Regarding your second question, if it is formally included in the GMCs report, it should be picked up indeed. I am unsure how often this happens but I see Ana Lisa providing more context :)

Thank you, Roel

Hi! For researcher-identified potential diagnoses (identified in the RE or through internal work), these are triaged by the clinical team and returned to the NHS for review and re-issue of the diagnostic report as appropriate. The updated outcomes data would then be part of a future data release in the RE. There is a lag currently with reporting in the NHS and the clinical labs are veru busy.

Does GEL store any RNAseq or proteomics data?

A: Only very little so far, but we will likely be expanding on this in this year. So keep an eye out for our Data Releases! :)

Will the two-factor authentication page supersede the conventional logon approach?

A: live answered

Are you able to share all the Q&A in a file with us afterwards please, along with the recorded webinar video, etc?

A: live answered

What is the system for contacting the clinician who has been responsible for recruiting the patient to discuss further and consent for further research  or publication?

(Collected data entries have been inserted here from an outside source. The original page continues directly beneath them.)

PR #4219, opened 2024-02-23
BenchReadThroughputLatency support config the way of gen ledger path.

horizonzy:
### Motivation
In BenchReadThroughputLatency, it generates the ledger zk node path using 
`String.format("/ledgers/L%010d", ledger.get());`

But if the user uses `HierarchicalLedgerManager`, `LegacyHierarchicalLedgerManager`, or `LongHierarchicalLedgerManager`, the ledger zk node path is not the same as the way in the BenchReadThroughputLatency.

So we need support config the `genLedgerWay` to match the custom LedgerManager.

### DIFF
--- a/bookkeeper-benchmark/src/main/java/org/apache/bookkeeper/benchmark/BenchReadThroughputLatency.java
+++ b/bookkeeper-benchmark/src/main/java/org/apache/bookkeeper/benchmark/BenchReadThroughputLatency.java
@@ -36,6 +36,7 @@ import org.apache.bookkeeper.client.BookKeeper;
 import org.apache.bookkeeper.client.LedgerEntry;
 import org.apache.bookkeeper.client.LedgerHandle;
 import org.apache.bookkeeper.conf.ClientConfiguration;
+import org.apache.bookkeeper.util.StringUtils;
 import org.apache.bookkeeper.zookeeper.ZooKeeperClient;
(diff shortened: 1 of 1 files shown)


bookkeeper-benchmark/src/main/java/org/apache/bookkeeper/benchmark/BenchReadThroughputLatency.java
```diff
@@ -153,6 +154,9 @@ public static void main(String[] args) throws Exception {
         Options options = new Options();
         options.addOption("ledger", true, "Ledger to read. If empty, read all ledgers which come available. "
                           + " Cannot be used with -listen");
+        //How to generate ledger id
+        options.addOption("genLedgerWay", true, "The way of generating ledgerId. "
```
hangc0276, line 158: Use `ledgerManagerType`? https://github.com/apache/bookkeeper/blob/34bd4b38fa13f105608ae4e7b4c749124c271e1e/conf/bk_server.conf#L827-L828

horizonzy: > ledgerManagerType

Make sense.

hangc0276 (approved):

PR #4220, opened 2024-02-23
Fix BenchReadThroughputLatency batch read can't stop problems.

horizonzy:
Fix BenchReadThroughputLatency batch read can't stop problems.

### DIFF
--- a/bookkeeper-benchmark/src/main/java/org/apache/bookkeeper/benchmark/BenchReadThroughputLatency.java
+++ b/bookkeeper-benchmark/src/main/java/org/apache/bookkeeper/benchmark/BenchReadThroughputLatency.java
@@ -102,7 +102,7 @@ public class BenchReadThroughputLatency {
                 }
                 long starttime = System.nanoTime();
 
-                while (entriesRead < lastConfirmed) {
+                while (lastRead < lastConfirmed) {
                     long nextLimit = lastRead + 100000;
                     Enumeration<LedgerEntry> entries;
                     if (batchEntries <= 0) {
--- a/bookkeeper-benchmark/src/main/java/org/apache/bookkeeper/benchmark/BenchReadThroughputLatency.java
+++ b/bookkeeper-benchmark/src/main/java/org/apache/bookkeeper/benchmark/BenchReadThroughputLatency.java
@@ -78,7 +78,7 @@ public class BenchReadThroughputLatency {
         BookKeeper bk = null;
         long time = 0;
         long entriesRead = 0;
-        long lastRead = 0;
+        long lastRead = -1;
         int nochange = 0;
 
         long absoluteLimit = 5000000;
@@ -103,7 +103,7 @@ public class BenchReadThroughputLatency {
                 long starttime = System.nanoTime();
 
                 while (entriesRead < lastConfirmed) {
-                    long nextLimit = lastRead + 100000;
+                    long nextLimit = lastRead + 10;
                     Enumeration<LedgerEntry> entries;
                     if (batchEntries <= 0) {
                         long readTo = Math.min(nextLimit, lastConfirmed);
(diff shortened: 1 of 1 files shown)


bookkeeper-benchmark/src/main/java/org/apache/bookkeeper/benchmark/BenchReadThroughputLatency.java
```diff
@@ -89,7 +89,7 @@ private static void readLedger(ClientConfiguration conf, long ledgerId, byte[] p
                 lh = bk.openLedgerNoRecovery(ledgerId, BookKeeper.DigestType.CRC32,
                                              passwd);
                 long lastConfirmed = Math.min(lh.getLastAddConfirmed(), absoluteLimit);
-                if (lastConfirmed == lastRead) {
+                if (lastConfirmed <= lastRead) {
```
horizonzy, line 92: if the read is batched, the lastRead may be greater than lastConfirmed.

bookkeeper-benchmark/src/main/java/org/apache/bookkeeper/benchmark/BenchReadThroughputLatency.java
```diff
@@ -102,14 +102,14 @@ private static void readLedger(ClientConfiguration conf, long ledgerId, byte[] p
                 }
                 long starttime = System.nanoTime();
 
-                while (entriesRead <= lastConfirmed) {
+                while (entriesRead < lastConfirmed) {
                     long nextLimit = lastRead + 100000;
                     Enumeration<LedgerEntry> entries;
                     if (batchEntries <= 0) {
                         long readTo = Math.min(nextLimit, lastConfirmed);
                         entries = lh.readEntries(lastRead + 1, readTo);
```
horizonzy, line 110: If the read is single read, we should make sure that entriesRead is less than lastConfirmed. Or the `lastRead + 1` will be greater than `readTo`.

bookkeeper-benchmark/src/main/java/org/apache/bookkeeper/benchmark/BenchReadThroughputLatency.java
```diff
@@ -102,14 +102,14 @@ private static void readLedger(ClientConfiguration conf, long ledgerId, byte[] p
...
                     } else {
-                        entries = lh.batchReadEntries(lastRead, batchEntries, -1);
+                        entries = lh.batchReadEntries(lastRead + 1, batchEntries, -1);
```
horizonzy, line 112: The `lastRead` entry already be read, so we should read next entry at the next read.

hangc0276: Do we need init the `lastRead` to `-1` instead of `0`, otherwise the entry `0` can't be read

horizonzy: Nice catch.

bookkeeper-benchmark/src/main/java/org/apache/bookkeeper/benchmark/BenchReadThroughputLatency.java
```diff
@@ -102,14 +102,14 @@ private static void readLedger(ClientConfiguration conf, long ledgerId, byte[] p
                 }
                 long starttime = System.nanoTime();
 
-                while (entriesRead <= lastConfirmed) {
-                    long nextLimit = lastRead + 100000;
+                while (entriesRead < lastConfirmed) {
+                    long nextLimit = lastRead + 10;
```
hangc0276, line 106: Why change it to 10?

bookkeeper-benchmark/src/main/java/org/apache/bookkeeper/benchmark/BenchReadThroughputLatency.java
```diff
@@ -89,7 +89,7 @@ private static void readLedger(ClientConfiguration conf, long ledgerId, byte[] p
                 lh = bk.openLedgerNoRecovery(ledgerId, BookKeeper.DigestType.CRC32,
                                              passwd);
                 long lastConfirmed = Math.min(lh.getLastAddConfirmed(), absoluteLimit);
-                if (lastConfirmed == lastRead) {
+                if (lastConfirmed <= lastRead + 1) {
```
horizonzy, line 92: Because we from the entry 0 to start read, so here we should make `lastRead + 1` to compare with lastConfirmed.

hangc0276 (approved):

PR #4225, opened 2024-03-06
Fix the bookie doesn't transition to writable

zymap:
---

### Motivation

When bookie started with readonly, and the disk usage is smaller than the warning threshold, it won't transition to write mode. Notify the disk writable when init the bookie

### DIFF
--- a/bookkeeper-server/src/main/java/org/apache/bookkeeper/bookie/LedgerDirsMonitor.java
+++ b/bookkeeper-server/src/main/java/org/apache/bookkeeper/bookie/LedgerDirsMonitor.java
@@ -66,7 +66,7 @@ class LedgerDirsMonitor {
         this.dirsManagers = dirsManagers;
     }
 
-    private void check(final LedgerDirsManager ldm) {
+    void check(final LedgerDirsManager ldm, boolean notifyDiskWritable) {
         final ConcurrentMap<File, Float> diskUsages = ldm.getDiskUsages();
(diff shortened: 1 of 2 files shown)


hangc0276 (commented):
The bookie starts with ReadOnly has three cases:
- Case 1: Bookie starts in ReadOnly mode by startup command
- Case 2: Bookie transmits to ReadOnly mode due to disk usage before the restart, and the ReadOnly mode persists in storage. The next time, it starts with the ReadOnly mode
- Case 3: Bookie changed to ReadOnly mode by REST API and persisted the ReadOnly mode to storage before the restart. In the next time, it starts with ReadOnly mode.

In this PR, you add the notify flag in the init stage, which means the bookie starts with ReadOnly mode, but if disk usage is below the disk WARN threshold, it will transmit to ReadWrite mode. It fixes some situations in Case 2, but it will change the behavior of Case 1 and Case 3.

zymap:
For the first case, I think if you start bookie with readonly, the bookie will in forceReadonly and won't be writable anymore. So even if the disk has space and it won't transition to the write mode.

For the third case, yes. It is very difficult to know if it is controlled by the rest API or the disk threshold for now. So if you want to make bookie into readonly forever, you need to make it to the forceReadonly, not the readonly state. So i think it should be acceptable?

mattisonchao:
image
Do we need safe run here?

PR #214, opened 2018-02-02
Str_dice

ewallace:
New function str_dice breaks down a string into fixed-length substrings. This is very useful in bioinformatics for breaking a coding sequence of DNA into codon-sized triplets.

I did not find this functionality in stringr or stringi already, but str_dice is a simple wrap of stri_sub using seq to select the positions automatically.

Hope it's useful.
Edward


hadley:
The combination of the specificity and the simplicity of the implementation means that this doesn't feel right in stringr to me.

PR #224, opened 2018-03-05
new function to standardize strings

pachevalier:
This pull request introduce a new function `str_standardize()` which makes it easy to remove accents and non ascii characters from a string. 

This is very useful for dealing with non English data such as French data.

One very useful use is to standardize names in a data frame (see [`set_standard_names()`](https://github.com/pachevalier/tricky/blob/master/R/tibbles.R#L68) in my personal package.


pachevalier:
I've opened an issue in the readr package  : https://github.com/tidyverse/readr/issues/826

PR #247, opened 2018-07-23
Add markdown output to str_view

jrnold:
Add an option to output markdown format from `str_view` rather than just the HTML widget format. This is useful for outputting to LaTeX, or if a simpler format is needed.

### DIFF
--- a/DESCRIPTION
+++ b/DESCRIPTION
@@ -30,4 +30,4 @@ Suggests:
 VignetteBuilder: knitr
 LazyData: true
 Roxygen: list(markdown = TRUE)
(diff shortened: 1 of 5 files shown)


hadley:
I'm not sure I want to make `str_view()` any more complicated. It might be better to submit this to [regexplain](https://github.com/gadenbuie/regexplain) ?

jrnold:
No problem; that makes total sense. The issue for me was that the output of `str_view` did not play nicely with PDF in the R4DS solutions. 

Thanks for pointing me to regexplain!

PR #250, opened 2018-08-07
str_explode: split into single characters

jonocarroll:
Simple helper function to split a string into single characters. Not sure why this isn't a helper in base, I've seen the use-case come up more than a few times.

Some thought could go into whether or not to support both `list` and `vector` inputs for vectorisation - `base::strsplit(string, "")` always returns a `list` which is annoying if only the first element is ever needed (most cases I've seen) resulting in a lot of `strsplit(string, "")[[1]]`. This implementation at least preserves the input type.

``` r
library(stringr) # this PR

str_explode("apple")
#> [1] "a" "p" "p" "l" "e"

str_explode(c("apple", "banana"))
#>  [1] "a" "p" "p" "l" "e" "b" "a" "n" "a" "n" "a"

str_explode(list("apple", "banana"))
#> [[1]]
#> [1] "a" "p" "p" "l" "e"
#> 
#> [[2]]
#> [1] "b" "a" "n" "a" "n" "a"

### LESS TRIVIAL EXAMPLE:
set.seed(1)
(v <- stringi::stri_rand_lipsum(1))
#> [1] "Lorem ipsum dolor sit amet, habitant at ullamcorper eu nunc nisl, sed nisl semper. Turpis dolor, interdum augue, sit. Venenatis lacinia posuere ac fermentum leo euismod tristique pretium, lectus urna congue sed. Risus scelerisque duis risus praesent mi vitae ut et. Tincidunt, metus nullam eros himenaeos, vestibulum. Lorem donec tristique quis risus ornare ut fusce donec. Placerat turpis donec risus per bibendum velit condimentum nascetur mi. Iaculis erat ipsum facilisis vel aenean ac vitae non vitae. In maecenas fusce mollis suscipit lacus leo."

## table of character appearances
v %>% 
  tolower() %>% 
  str_explode() %>% 
  table()
#> .
#>     ,  .  a  b  c  d  e  f  g  h  i  l  m  n  o  p  q  r  s  t  u  v 
#> 82  7  9 30  4 22 13 57  4  2  2 47 24 23 31 21 12  4 29 45 34 41  7
```

Created on 2018-08-07 by the [reprex package](http://reprex.tidyverse.org) (v0.2.0).


jonocarroll:
Tests can certainly be added to satisfy `codecov` if this is supported.

hadley:
IMO it's better for to teach about why `[[1]]` is the right thing to do here.

PR #259, opened 2018-10-01
Add negate argument to str_subset(), str_detect(), and str_which()

yutannihilation:
Currently, there's no cool way of doing `grep -v` with stringr. If I want to negate the pattern, I need to use `str_detect()`, but this is not handy.

``` r
library(stringr)

fruit <- c("apple", "banana", "pear", "pinapple")
fruit[!str_detect(fruit, "^p)]
```

On the other hand, stringi's equivalent functions have `negate` argument since version 1.1.1. So, it seems easy to introduce the argument in stringr package. Note that my primary motivation was `str_subset()`, only, but as `stringi::stri_detect()` also has `negate`, I included the equivalent functions, `str_detect()` and `str_which()`.

``` r
library(stringr)

fruit <- c("apple", "banana", "pear", "pinapple")
str_subset(fruit, "^p")
#> [1] "pear"     "pinapple"

str_subset(fruit, "^p", negate = TRUE)
#> [1] "apple"  "banana"
```

<sup>Created on 2018-10-01 by the [reprex package](https://reprex.tidyverse.org) (v0.2.1)</sup>


hadley:
Thanks!

PR #261, opened 2018-10-08
Is this example correct?

osorensen:
I do not get where yz and xyz are coming from in this example. Proposing a fix which I believe is correct.


hadley:
Yes, it's correct - it's sample input to the regular expression.

PR #273, opened 2019-01-19
Add requireNamespace so str_view() fails more gracefully 

### LINKED ISSUE #263: Fail more gracefully when str_view() is called in the absence of htmlwidgets
Although htmlwidgets is in Suggests, we don't quite follow our own best practice within `str_view()` and related helpers re: checking if it's installed. The error message is sub-optimal:

``` r
> str_view(fruit, "melon")
Error in loadNamespace(name) : there is no package called 'htmlwidgets'
```

It should be more precise about the problem and the solution.

Resources to consult:

  * Consult the [Namespaces chapter](http://r-pkgs.had.co.nz/namespace.html) of R Packages, specifically the bit about using `requireNamespace("x", quietly = TRUE)`
  * Search for "requireNamespace" on GitHub where the user is "tidyverse" or "r-lib" for examples of how it's done in other packages. Enter something like this into GitHub search: `requireNamespace user:r-lib`. Focus on the hits found in "Code".
  * Read the section of the tidyverse style guide on [error messages](http://style.tidyverse.org/error-messages.html).

*This issue was written in preparation for [Tidyverse Developer Day](https://www.tidyverse.org/articles/2018/08/tidyverse-developer-day/). Unless there's a really good reason to do otherwise, please leave it for handling then.*

AmeliaMN:
in the absence of htmlwidgets

To fix #263

### DIFF
--- a/R/view.R
+++ b/R/view.R
@@ -74,9 +74,9 @@ str_view_widget <- function(lines) {
   )
   html <- htmltools::HTML(bullets)
 
-if(!requireNamespace("htmlwidgets", quietly = TRUE)){
-  message("htmlwidgets package required for str_view(). \nPlease install.packages(\"htmlwidgets\") to use this functionality.")
-}else{
+  if (!requireNamespace("htmlwidgets", quietly = TRUE)) {
+    stop("htmlwidgets package required for str_view(). \nPlease install.packages(\"htmlwidgets\") to use this functionality.")
+  }
   size <- htmlwidgets::sizingPolicy(
     knitr.figure = FALSE,
     defaultHeight = pmin(10 * length(lines), 300),
@@ -89,5 +89,4 @@ if(!requireNamespace("htmlwidgets", quietly = TRUE)){
     sizingPolicy = size,
     package = "stringr"
   )
-}
 }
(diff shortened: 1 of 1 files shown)


R/view.R
```diff
@@ -74,6 +74,9 @@ str_view_widget <- function(lines) {
   )
   html <- htmltools::HTML(bullets)
 
+if(!requireNamespace("htmlwidgets", quietly = TRUE)){
```
hadley: Can you please use styler to restyle this block?  (You're missing a few spaces)

R/view.R
```diff
@@ -74,6 +74,9 @@ str_view_widget <- function(lines) {
...
+  message("htmlwidgets package required for str_view(). \nPlease install.packages(\"htmlwidgets\") to use this functionality.")
```
hadley: Oh and this should be a stop, and hence you don't need the `else` block

R/view.R
```diff
@@ -74,6 +74,9 @@ str_view_widget <- function(lines) {
   )
   html <- htmltools::HTML(bullets)
 
+  if (!requireNamespace("htmlwidgets", quietly = TRUE)) {
+    stop("htmlwidgets package required for str_view(). \nPlease install.packages(\"htmlwidgets\") to use this functionality.")
```
hadley: Can you please add `call. = FALSE`?

hadley:
Thank you!!

Issue #276, opened 2019-02-02
Documentation on str_c()


paleolimbot:
In teaching a "basic R" tutorial the other day, I had people use `str_c()` as a quick example of a vectorized operation on a character vector, and it became very clear in a room of beginner R users that the help file does little to explain what the function does (especially for beginners).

Hi! There is a form for contacting clinicians (currently within the Airlock section of the RE) - and reporting potential diagnoses where appropriate. It's a joint form - we review internally and contact the referring clinician. The researcher submitting the form receives a notification when we have written to the clinician. Please do submit requests and we are happy to discuss if you need more info / it's a more complex request.

Thanks, and lovely to be in contact with you after 15 years, hope all is well!

wILL YOU share recording please. I wasn't able to attend the session

A: yes, we will be sending out the redacted recording after the session

When looking at the HES data, it was not clear if you were searching for primary or secondary diagnoses. Was this specified?

A: ALL diagnoses are in HES, both primary and secondary.